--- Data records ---
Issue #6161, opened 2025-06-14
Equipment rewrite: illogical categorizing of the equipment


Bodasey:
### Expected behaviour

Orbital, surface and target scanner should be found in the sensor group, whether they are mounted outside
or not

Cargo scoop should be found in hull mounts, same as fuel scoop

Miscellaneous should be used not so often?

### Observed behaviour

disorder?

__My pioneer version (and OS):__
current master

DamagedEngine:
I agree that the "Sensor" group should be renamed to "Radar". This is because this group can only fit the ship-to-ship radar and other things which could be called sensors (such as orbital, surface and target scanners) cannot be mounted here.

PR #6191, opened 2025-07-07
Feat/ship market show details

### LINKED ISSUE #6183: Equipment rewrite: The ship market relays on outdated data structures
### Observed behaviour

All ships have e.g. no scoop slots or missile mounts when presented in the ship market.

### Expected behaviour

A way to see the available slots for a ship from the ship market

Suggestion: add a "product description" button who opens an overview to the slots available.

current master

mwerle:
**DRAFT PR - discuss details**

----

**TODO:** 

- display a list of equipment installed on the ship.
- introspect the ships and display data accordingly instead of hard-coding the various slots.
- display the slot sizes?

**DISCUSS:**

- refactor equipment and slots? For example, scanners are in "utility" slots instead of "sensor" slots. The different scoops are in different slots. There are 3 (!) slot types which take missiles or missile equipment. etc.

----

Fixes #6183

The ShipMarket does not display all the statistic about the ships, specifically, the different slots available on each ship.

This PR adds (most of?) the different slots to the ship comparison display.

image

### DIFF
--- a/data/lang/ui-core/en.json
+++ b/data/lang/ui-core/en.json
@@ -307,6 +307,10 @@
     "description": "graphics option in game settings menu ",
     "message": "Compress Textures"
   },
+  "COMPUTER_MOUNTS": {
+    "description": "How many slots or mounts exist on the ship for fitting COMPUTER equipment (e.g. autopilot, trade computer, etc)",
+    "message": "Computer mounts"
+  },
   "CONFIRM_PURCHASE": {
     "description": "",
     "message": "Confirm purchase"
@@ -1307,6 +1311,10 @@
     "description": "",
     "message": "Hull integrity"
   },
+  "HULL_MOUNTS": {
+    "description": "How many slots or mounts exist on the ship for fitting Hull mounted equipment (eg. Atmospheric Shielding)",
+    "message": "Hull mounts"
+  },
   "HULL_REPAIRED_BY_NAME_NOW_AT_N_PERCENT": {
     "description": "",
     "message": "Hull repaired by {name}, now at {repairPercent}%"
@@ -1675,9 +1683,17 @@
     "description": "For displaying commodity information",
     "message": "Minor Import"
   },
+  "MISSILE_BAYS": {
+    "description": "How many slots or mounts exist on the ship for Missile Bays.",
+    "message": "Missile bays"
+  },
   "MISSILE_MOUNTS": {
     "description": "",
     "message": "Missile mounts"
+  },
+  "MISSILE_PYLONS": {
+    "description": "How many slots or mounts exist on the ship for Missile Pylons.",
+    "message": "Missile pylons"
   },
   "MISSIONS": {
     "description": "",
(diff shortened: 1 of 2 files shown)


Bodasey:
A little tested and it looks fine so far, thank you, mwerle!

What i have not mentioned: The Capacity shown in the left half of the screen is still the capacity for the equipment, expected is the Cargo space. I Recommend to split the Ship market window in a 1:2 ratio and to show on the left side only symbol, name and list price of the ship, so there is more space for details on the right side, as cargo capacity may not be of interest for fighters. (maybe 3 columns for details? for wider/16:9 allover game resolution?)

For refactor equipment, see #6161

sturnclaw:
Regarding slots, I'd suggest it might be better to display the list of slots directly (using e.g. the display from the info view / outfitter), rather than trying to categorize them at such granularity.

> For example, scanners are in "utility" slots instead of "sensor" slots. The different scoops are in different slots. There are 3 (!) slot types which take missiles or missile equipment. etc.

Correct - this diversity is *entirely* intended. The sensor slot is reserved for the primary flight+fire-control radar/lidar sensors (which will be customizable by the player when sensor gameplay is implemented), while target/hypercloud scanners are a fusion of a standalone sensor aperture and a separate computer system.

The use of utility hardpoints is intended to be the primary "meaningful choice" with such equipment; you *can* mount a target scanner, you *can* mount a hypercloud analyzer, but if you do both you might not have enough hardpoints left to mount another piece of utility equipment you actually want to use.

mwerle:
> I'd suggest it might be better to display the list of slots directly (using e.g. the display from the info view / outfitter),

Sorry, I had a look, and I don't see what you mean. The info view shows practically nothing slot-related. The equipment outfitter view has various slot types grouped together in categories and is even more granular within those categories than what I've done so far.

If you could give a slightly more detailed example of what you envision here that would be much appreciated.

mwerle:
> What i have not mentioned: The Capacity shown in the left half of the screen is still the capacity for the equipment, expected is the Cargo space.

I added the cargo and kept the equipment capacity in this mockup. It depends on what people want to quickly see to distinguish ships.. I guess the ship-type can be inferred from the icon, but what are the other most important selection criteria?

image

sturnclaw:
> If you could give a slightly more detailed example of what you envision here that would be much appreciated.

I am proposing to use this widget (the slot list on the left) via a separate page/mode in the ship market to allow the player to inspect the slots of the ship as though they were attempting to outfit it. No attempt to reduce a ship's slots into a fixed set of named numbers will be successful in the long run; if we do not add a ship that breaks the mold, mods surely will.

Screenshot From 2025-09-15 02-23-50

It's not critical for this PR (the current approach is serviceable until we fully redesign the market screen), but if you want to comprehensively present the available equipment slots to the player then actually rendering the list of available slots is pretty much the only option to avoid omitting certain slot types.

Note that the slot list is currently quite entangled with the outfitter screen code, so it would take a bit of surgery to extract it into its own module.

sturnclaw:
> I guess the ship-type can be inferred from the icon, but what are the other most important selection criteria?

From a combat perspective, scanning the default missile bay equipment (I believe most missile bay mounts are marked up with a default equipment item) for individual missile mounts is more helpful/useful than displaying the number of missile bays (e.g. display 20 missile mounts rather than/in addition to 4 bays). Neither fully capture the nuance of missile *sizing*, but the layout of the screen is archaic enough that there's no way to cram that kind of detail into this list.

--- EXERCISE PROMPT ---
Please write out all the data above, exactly as it reads.

--- RESPONSE FOR THIS EXERCISE ---
Issue #6161, opened 2025-06-14
Equipment rewrite: illogical categorizing of the equipment


Bodasey:
### Expected behaviour

Orbital, surface and target scanner should be found in the sensor group, whether they are mounted outside
or not

Cargo scoop should be found in hull mounts, same as fuel scoop

Miscellaneous should be used not so often?

### Observed behaviour

disorder?

__My pioneer version (and OS):__
current master

DamagedEngine:
I agree that the "Sensor" group should be renamed to "Radar". This is because this group can only fit the ship-to-ship radar and other things which could be called sensors (such as orbital, surface and target scanners) cannot be mounted here.

PR #6191, opened 2025-07-07
Feat/ship market show details

### LINKED ISSUE #6183: Equipment rewrite: The ship market relays on outdated data structures
### Observed behaviour

All ships have e.g. no scoop slots or missile mounts when presented in the ship market.

### Expected behaviour

A way to see the available slots for a ship from the ship market

Suggestion: add a "product description" button who opens an overview to the slots available.

current master

mwerle:
**DRAFT PR - discuss details**

----

**TODO:** 

- display a list of equipment installed on the ship.
- introspect the ships and display data accordingly instead of hard-coding the various slots.
- display the slot sizes?

**DISCUSS:**

- refactor equipment and slots? For example, scanners are in "utility" slots instead of "sensor" slots. The different scoops are in different slots. There are 3 (!) slot types which take missiles or missile equipment. etc.

----

Fixes #6183

The ShipMarket does not display all the statistic about the ships, specifically, the different slots available on each ship.

This PR adds (most of?) the different slots to the ship comparison display.

image

### DIFF
--- a/data/lang/ui-core/en.json
+++ b/data/lang/ui-core/en.json
@@ -307,6 +307,10 @@
     "description": "graphics option in game settings menu ",
     "message": "Compress Textures"
   },
+  "COMPUTER_MOUNTS": {
+    "description": "How many slots or mounts exist on the ship for fitting COMPUTER equipment (e.g. autopilot, trade computer, etc)",
+    "message": "Computer mounts"
+  },
   "CONFIRM_PURCHASE": {
     "description": "",
     "message": "Confirm purchase"
@@ -1307,6 +1311,10 @@
     "description": "",
     "message": "Hull integrity"
   },
+  "HULL_MOUNTS": {
+    "description": "How many slots or mounts exist on the ship for fitting Hull mounted equipment (eg. Atmospheric Shielding)",
+    "message": "Hull mounts"
+  },
   "HULL_REPAIRED_BY_NAME_NOW_AT_N_PERCENT": {
     "description": "",
     "message": "Hull repaired by {name}, now at {repairPercent}%"
@@ -1675,9 +1683,17 @@
     "description": "For displaying commodity information",
     "message": "Minor Import"
   },
+  "MISSILE_BAYS": {
+    "description": "How many slots or mounts exist on the ship for Missile Bays.",
+    "message": "Missile bays"
+  },
   "MISSILE_MOUNTS": {
     "description": "",
     "message": "Missile mounts"
+  },
+  "MISSILE_PYLONS": {
+    "description": "How many slots or mounts exist on the ship for Missile Pylons.",
+    "message": "Missile pylons"
   },
   "MISSIONS": {
     "description": "",
(diff shortened: 1 of 2 files shown)


Bodasey:
A little tested and it looks fine so far, thank you, mwerle!

What i have not mentioned: The Capacity shown in the left half of the screen is still the capacity for the equipment, expected is the Cargo space. I Recommend to split the Ship market window in a 1:2 ratio and to show on the left side only symbol, name and list price of the ship, so there is more space for details on the right side, as cargo capacity may not be of interest for fighters. (maybe 3 columns for details? for wider/16:9 allover game resolution?)

For refactor equipment, see #6161

sturnclaw:
Regarding slots, I'd suggest it might be better to display the list of slots directly (using e.g. the display from the info view / outfitter), rather than trying to categorize them at such granularity.

> For example, scanners are in "utility" slots instead of "sensor" slots. The different scoops are in different slots. There are 3 (!) slot types which take missiles or missile equipment. etc.

Correct - this diversity is *entirely* intended. The sensor slot is reserved for the primary flight+fire-control radar/lidar sensors (which will be customizable by the player when sensor gameplay is implemented), while target/hypercloud scanners are a fusion of a standalone sensor aperture and a separate computer system.

The use of utility hardpoints is intended to be the primary "meaningful choice" with such equipment; you *can* mount a target scanner, you *can* mount a hypercloud analyzer, but if you do both you might not have enough hardpoints left to mount another piece of utility equipment you actually want to use.

mwerle:
> I'd suggest it might be better to display the list of slots directly (using e.g. the display from the info view / outfitter),

Sorry, I had a look, and I don't see what you mean. The info view shows practically nothing slot-related. The equipment outfitter view has various slot types grouped together in categories and is even more granular within those categories than what I've done so far.

If you could give a slightly more detailed example of what you envision here that would be much appreciated.

mwerle:
> What i have not mentioned: The Capacity shown in the left half of the screen is still the capacity for the equipment, expected is the Cargo space.

I added the cargo and kept the equipment capacity in this mockup. It depends on what people want to quickly see to distinguish ships.. I guess the ship-type can be inferred from the icon, but what are the other most important selection criteria?

image

sturnclaw:
> If you could give a slightly more detailed example of what you envision here that would be much appreciated.

I am proposing to use this widget (the slot list on the left) via a separate page/mode in the ship market to allow the player to inspect the slots of the ship as though they were attempting to outfit it. No attempt to reduce a ship's slots into a fixed set of named numbers will be successful in the long run; if we do not add a ship that breaks the mold, mods surely will.

Screenshot From 2025-09-15 02-23-50

It's not critical for this PR (the current approach is serviceable until we fully redesign the market screen), but if you want to comprehensively present the available equipment slots to the player then actually rendering the list of available slots is pretty much the only option to avoid omitting certain slot types.

Note that the slot list is currently quite entangled with the outfitter screen code, so it would take a bit of surgery to extract it into its own module.

sturnclaw:
> I guess the ship-type can be inferred from the icon, but what are the other most important selection criteria?

From a combat perspective, scanning the default missile bay equipment (I believe most missile bay mounts are marked up with a default equipment item) for individual missile mounts is more helpful/useful than displaying the number of missile bays (e.g. display 20 missile mounts rather than/in addition to 4 bays). Neither fully capture the nuance of missile *sizing*, but the layout of the screen is archaic enough that there's no way to cram that kind of detail into this list.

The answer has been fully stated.